ABOUT THIS EXERCISE: Copy the lines of the entries exactly, from the opening one to the one holding "--- a/dat/outfits/unique/scary_paint.xml", and leave out everything after.

DATA FOR THIS TASK:
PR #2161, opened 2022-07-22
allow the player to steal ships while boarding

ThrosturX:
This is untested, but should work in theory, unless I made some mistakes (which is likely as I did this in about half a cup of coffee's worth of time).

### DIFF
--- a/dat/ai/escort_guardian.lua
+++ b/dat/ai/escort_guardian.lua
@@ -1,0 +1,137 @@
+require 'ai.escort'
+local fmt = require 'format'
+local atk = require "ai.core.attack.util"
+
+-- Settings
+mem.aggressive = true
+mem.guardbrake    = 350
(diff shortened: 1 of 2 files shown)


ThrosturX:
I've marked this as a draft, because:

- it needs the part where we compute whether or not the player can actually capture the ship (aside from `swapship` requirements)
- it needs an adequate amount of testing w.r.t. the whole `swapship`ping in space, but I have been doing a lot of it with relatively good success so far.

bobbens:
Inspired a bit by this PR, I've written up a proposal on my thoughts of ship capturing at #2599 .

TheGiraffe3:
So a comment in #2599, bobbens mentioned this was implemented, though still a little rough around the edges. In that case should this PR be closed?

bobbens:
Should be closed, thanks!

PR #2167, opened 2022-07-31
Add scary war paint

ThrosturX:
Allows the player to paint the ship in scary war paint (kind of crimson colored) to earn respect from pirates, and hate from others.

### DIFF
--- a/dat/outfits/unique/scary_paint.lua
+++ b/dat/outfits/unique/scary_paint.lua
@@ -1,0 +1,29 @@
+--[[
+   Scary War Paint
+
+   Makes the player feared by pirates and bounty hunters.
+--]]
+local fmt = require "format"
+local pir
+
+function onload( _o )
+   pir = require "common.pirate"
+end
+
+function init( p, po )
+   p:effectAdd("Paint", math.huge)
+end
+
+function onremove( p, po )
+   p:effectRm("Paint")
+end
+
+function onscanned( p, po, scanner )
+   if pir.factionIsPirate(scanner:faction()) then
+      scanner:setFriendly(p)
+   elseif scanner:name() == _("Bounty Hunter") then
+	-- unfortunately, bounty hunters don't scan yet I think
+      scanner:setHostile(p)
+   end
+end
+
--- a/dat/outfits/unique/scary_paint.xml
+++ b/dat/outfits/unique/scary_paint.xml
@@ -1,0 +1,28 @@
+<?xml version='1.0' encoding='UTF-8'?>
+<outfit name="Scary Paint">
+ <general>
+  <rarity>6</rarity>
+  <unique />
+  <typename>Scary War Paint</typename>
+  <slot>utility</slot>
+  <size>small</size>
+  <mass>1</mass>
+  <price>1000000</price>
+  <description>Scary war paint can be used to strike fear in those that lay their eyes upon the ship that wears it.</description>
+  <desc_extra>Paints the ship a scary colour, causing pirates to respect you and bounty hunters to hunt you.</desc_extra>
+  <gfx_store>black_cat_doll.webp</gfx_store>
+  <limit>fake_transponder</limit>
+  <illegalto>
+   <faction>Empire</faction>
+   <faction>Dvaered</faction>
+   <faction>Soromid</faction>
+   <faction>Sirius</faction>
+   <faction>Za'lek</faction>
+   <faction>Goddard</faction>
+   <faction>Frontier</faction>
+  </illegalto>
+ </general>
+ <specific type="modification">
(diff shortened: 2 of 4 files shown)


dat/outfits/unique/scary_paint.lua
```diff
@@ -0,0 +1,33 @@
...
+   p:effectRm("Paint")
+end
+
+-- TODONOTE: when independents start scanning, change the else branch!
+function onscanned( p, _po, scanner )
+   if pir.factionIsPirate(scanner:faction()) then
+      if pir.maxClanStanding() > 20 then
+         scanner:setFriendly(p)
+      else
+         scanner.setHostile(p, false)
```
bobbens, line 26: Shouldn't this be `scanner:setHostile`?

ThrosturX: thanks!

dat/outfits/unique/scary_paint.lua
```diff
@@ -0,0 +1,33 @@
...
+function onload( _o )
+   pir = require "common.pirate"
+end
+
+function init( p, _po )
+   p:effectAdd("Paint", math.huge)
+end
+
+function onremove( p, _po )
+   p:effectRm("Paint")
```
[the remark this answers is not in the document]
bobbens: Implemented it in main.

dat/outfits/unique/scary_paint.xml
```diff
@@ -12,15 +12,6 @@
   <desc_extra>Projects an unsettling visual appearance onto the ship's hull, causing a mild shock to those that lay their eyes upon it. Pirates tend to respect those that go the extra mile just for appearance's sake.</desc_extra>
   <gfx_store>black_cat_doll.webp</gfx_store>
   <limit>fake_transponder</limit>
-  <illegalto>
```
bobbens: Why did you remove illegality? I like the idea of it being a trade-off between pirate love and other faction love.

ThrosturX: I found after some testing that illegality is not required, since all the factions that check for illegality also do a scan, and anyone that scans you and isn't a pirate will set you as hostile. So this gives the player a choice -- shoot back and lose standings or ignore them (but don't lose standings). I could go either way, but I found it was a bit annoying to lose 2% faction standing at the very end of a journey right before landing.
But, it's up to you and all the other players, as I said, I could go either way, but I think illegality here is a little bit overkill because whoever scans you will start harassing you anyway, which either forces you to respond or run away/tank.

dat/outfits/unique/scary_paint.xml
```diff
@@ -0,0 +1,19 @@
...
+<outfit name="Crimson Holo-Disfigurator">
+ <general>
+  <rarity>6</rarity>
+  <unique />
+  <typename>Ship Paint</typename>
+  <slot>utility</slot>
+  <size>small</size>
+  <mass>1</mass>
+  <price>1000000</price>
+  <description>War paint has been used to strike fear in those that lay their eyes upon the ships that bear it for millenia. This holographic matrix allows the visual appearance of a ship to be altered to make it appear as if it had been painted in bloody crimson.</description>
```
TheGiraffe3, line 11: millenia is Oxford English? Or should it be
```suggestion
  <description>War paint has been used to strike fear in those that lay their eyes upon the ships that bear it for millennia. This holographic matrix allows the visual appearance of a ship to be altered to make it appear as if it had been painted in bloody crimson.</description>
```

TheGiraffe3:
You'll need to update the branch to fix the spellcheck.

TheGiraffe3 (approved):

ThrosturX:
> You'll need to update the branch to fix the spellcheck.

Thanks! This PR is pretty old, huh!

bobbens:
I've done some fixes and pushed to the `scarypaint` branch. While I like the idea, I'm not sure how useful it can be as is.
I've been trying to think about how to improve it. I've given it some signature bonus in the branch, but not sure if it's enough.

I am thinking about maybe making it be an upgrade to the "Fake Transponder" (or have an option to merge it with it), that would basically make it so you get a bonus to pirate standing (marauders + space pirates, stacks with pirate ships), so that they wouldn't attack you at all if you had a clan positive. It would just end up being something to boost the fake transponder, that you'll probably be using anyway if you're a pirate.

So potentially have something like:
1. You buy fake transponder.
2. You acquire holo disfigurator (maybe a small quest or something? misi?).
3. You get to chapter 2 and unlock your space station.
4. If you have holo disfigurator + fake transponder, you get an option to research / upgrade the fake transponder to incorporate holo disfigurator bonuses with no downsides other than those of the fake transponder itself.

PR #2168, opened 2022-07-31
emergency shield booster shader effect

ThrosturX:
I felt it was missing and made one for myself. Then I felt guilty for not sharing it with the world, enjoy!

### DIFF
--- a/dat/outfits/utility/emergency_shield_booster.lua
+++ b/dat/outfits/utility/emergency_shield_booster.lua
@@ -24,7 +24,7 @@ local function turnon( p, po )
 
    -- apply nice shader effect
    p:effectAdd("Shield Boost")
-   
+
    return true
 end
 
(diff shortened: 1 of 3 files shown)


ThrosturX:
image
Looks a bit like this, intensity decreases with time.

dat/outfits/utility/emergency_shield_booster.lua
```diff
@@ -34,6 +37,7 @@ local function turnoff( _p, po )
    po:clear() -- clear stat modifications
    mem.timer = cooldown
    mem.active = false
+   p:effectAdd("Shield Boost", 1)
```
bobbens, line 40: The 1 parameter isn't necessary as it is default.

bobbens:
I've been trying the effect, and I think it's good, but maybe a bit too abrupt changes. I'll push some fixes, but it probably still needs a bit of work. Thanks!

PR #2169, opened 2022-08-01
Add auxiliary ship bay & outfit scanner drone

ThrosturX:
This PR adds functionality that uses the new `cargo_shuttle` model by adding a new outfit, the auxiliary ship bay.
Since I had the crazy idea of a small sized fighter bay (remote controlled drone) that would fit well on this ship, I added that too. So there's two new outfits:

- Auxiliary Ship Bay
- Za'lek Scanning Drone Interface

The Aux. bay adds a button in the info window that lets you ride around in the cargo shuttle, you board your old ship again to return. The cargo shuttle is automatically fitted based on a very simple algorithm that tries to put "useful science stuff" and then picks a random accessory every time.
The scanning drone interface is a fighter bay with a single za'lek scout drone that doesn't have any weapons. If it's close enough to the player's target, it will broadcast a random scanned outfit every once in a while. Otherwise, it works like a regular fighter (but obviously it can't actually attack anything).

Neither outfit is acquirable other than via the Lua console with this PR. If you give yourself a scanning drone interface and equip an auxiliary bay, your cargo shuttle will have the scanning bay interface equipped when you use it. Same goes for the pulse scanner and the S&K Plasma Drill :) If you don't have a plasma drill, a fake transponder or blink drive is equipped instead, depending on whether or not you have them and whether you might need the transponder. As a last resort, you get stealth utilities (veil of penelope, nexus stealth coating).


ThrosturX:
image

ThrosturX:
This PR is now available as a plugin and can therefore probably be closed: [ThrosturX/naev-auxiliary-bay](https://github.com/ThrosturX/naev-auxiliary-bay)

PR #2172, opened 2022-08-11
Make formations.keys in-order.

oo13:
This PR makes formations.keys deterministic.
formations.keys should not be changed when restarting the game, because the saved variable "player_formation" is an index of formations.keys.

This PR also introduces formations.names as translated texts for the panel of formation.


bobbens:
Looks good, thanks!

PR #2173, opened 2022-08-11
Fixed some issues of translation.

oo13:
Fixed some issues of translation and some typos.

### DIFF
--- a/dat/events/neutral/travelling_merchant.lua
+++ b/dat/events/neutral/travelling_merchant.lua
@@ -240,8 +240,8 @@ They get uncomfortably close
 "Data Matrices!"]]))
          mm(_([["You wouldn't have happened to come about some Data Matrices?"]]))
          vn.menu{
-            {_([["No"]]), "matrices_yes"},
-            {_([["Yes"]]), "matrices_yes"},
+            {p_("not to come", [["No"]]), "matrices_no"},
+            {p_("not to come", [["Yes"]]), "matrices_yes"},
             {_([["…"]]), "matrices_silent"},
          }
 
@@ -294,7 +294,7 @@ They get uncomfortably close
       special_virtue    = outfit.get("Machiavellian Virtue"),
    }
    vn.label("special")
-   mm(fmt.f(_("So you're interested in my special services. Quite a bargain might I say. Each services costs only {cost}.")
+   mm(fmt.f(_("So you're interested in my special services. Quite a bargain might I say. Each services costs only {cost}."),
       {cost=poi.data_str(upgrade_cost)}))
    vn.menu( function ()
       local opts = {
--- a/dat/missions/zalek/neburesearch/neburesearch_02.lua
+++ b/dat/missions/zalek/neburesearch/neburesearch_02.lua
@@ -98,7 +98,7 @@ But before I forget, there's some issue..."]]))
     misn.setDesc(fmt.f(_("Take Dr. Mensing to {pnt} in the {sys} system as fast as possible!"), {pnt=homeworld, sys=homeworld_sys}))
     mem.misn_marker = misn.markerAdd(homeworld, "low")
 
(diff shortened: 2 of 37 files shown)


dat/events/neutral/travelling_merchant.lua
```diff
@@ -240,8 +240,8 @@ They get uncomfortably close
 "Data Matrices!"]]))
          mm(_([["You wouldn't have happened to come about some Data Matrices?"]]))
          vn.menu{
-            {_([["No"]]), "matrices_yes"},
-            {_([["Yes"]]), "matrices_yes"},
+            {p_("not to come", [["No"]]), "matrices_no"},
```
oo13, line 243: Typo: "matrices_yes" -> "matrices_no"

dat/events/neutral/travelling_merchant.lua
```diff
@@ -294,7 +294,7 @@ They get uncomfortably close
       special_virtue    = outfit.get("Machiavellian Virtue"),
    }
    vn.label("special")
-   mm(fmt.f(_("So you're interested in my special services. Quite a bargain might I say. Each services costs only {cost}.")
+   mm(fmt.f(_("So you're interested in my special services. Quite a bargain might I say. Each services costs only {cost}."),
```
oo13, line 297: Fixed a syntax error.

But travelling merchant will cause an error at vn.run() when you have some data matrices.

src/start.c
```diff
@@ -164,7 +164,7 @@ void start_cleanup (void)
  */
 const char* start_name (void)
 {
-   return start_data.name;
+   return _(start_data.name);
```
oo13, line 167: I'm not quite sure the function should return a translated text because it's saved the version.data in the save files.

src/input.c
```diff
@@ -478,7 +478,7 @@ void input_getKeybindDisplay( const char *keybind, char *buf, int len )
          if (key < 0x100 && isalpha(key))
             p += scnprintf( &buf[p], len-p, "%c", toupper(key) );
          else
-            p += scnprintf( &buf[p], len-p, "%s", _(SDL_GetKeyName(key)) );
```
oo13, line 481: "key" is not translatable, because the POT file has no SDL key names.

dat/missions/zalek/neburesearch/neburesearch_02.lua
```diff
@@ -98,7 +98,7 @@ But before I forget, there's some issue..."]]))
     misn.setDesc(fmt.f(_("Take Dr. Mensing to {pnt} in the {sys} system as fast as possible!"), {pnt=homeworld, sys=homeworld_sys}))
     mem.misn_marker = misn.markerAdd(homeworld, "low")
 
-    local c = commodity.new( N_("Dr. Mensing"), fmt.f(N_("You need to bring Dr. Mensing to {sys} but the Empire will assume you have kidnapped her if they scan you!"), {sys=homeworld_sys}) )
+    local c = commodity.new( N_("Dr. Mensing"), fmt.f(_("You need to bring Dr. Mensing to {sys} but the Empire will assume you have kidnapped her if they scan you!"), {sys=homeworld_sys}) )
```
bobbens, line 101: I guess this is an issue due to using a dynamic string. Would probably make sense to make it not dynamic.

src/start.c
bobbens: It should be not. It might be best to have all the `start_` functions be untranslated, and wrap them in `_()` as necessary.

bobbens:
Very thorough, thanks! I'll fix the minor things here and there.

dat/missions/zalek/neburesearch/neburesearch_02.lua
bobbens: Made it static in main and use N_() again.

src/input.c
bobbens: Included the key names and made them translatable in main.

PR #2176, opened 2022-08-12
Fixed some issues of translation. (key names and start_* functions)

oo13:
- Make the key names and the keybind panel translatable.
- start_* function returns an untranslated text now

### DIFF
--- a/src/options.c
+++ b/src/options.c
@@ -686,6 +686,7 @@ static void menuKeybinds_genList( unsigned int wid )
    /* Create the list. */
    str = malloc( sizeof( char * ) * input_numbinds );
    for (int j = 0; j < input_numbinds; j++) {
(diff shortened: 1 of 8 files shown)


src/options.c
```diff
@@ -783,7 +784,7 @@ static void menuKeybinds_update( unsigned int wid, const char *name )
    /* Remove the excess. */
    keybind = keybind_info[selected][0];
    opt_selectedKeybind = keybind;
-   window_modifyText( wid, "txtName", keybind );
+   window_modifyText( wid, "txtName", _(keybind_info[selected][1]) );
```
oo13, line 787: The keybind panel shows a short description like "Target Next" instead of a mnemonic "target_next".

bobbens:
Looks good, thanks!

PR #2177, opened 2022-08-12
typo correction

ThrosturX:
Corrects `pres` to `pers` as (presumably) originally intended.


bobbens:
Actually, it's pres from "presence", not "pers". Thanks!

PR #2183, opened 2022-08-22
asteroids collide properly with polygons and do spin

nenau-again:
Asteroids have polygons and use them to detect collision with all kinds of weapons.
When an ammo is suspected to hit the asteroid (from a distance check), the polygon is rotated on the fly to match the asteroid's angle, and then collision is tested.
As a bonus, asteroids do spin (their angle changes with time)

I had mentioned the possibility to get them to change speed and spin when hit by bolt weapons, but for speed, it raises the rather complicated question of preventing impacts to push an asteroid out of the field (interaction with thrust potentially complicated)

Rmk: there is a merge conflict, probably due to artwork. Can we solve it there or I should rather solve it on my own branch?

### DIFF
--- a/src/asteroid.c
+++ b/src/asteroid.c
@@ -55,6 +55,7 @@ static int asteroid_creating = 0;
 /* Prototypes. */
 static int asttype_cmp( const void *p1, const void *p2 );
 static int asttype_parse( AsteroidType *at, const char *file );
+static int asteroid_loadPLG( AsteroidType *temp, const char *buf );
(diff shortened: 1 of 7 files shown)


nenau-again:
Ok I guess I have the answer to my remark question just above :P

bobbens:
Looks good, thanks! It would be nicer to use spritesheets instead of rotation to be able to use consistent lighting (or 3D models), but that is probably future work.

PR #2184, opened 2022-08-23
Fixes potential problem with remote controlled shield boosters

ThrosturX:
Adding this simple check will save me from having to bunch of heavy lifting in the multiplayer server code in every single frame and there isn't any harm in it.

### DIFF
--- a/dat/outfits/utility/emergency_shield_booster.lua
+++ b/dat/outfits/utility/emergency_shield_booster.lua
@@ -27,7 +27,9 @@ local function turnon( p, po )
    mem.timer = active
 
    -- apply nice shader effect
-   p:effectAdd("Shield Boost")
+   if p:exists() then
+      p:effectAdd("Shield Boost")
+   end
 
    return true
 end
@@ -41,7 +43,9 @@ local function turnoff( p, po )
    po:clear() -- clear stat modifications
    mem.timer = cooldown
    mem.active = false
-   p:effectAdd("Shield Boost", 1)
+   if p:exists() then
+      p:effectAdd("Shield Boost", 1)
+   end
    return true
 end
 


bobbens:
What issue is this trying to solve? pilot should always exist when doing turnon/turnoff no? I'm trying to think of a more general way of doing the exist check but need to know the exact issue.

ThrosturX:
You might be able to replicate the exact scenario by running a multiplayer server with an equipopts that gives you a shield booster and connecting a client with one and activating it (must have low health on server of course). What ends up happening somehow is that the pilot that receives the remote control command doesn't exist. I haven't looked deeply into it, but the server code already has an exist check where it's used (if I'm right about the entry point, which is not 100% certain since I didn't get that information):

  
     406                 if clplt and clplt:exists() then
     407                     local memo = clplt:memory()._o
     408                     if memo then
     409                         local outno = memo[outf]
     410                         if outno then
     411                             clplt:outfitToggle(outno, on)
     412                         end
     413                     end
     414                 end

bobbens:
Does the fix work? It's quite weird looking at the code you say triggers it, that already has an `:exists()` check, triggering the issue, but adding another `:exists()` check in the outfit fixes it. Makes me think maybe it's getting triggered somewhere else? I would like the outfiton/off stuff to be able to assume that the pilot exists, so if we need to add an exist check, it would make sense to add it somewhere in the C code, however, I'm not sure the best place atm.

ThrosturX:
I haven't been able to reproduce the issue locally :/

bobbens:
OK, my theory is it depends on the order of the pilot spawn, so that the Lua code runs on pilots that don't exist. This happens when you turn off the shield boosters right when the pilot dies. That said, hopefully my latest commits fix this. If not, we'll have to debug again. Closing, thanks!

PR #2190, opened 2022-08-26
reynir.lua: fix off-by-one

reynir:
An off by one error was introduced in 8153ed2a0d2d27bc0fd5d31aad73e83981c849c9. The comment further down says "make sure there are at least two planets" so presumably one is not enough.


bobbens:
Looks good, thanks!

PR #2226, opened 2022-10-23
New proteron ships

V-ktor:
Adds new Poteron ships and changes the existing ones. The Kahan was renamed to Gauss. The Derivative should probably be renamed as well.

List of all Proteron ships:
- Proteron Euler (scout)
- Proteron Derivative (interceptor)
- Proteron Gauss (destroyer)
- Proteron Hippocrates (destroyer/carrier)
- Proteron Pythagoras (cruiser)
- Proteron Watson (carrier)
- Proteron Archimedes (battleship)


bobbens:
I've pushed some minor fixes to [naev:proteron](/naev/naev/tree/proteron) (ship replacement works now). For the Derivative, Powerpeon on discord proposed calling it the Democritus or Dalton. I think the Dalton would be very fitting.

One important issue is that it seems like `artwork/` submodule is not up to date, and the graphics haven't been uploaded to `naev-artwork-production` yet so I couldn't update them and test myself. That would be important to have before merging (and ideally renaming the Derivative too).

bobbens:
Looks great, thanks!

REPLY TO THE EXERCISE:
PR #2161, opened 2022-07-22
allow the player to steal ships while boarding

ThrosturX:
This is untested, but should work in theory, unless I made some mistakes (which is likely as I did this in about half a cup of coffee's worth of time).

### DIFF
--- a/dat/ai/escort_guardian.lua
+++ b/dat/ai/escort_guardian.lua
@@ -1,0 +1,137 @@
+require 'ai.escort'
+local fmt = require 'format'
+local atk = require "ai.core.attack.util"
+
+-- Settings
+mem.aggressive = true
+mem.guardbrake    = 350
(diff shortened: 1 of 2 files shown)


ThrosturX:
I've marked this as a draft, because:

- it needs the part where we compute whether or not the player can actually capture the ship (aside from `swapship` requirements)
- it needs an adequate amount of testing w.r.t. the whole `swapship`ping in space, but I have been doing a lot of it with relatively good success so far.

bobbens:
Inspired a bit by this PR, I've written up a proposal on my thoughts of ship capturing at #2599 .

TheGiraffe3:
So a comment in #2599, bobbens mentioned this was implemented, though still a little rough around the edges. In that case should this PR be closed?

bobbens:
Should be closed, thanks!

PR #2167, opened 2022-07-31
Add scary war paint

ThrosturX:
Allows the player to paint the ship in scary war paint (kind of crimson colored) to earn respect from pirates, and hate from others.

### DIFF
--- a/dat/outfits/unique/scary_paint.lua
+++ b/dat/outfits/unique/scary_paint.lua
@@ -1,0 +1,29 @@
+--[[
+   Scary War Paint
+
+   Makes the player feared by pirates and bounty hunters.
+--]]
+local fmt = require "format"
+local pir
+
+function onload( _o )
+   pir = require "common.pirate"
+end
+
+function init( p, po )
+   p:effectAdd("Paint", math.huge)
+end
+
+function onremove( p, po )
+   p:effectRm("Paint")
+end
+
+function onscanned( p, po, scanner )
+   if pir.factionIsPirate(scanner:faction()) then
+      scanner:setFriendly(p)
+   elseif scanner:name() == _("Bounty Hunter") then
+	-- unfortunately, bounty hunters don't scan yet I think
+      scanner:setHostile(p)
+   end
+end
+
--- a/dat/outfits/unique/scary_paint.xml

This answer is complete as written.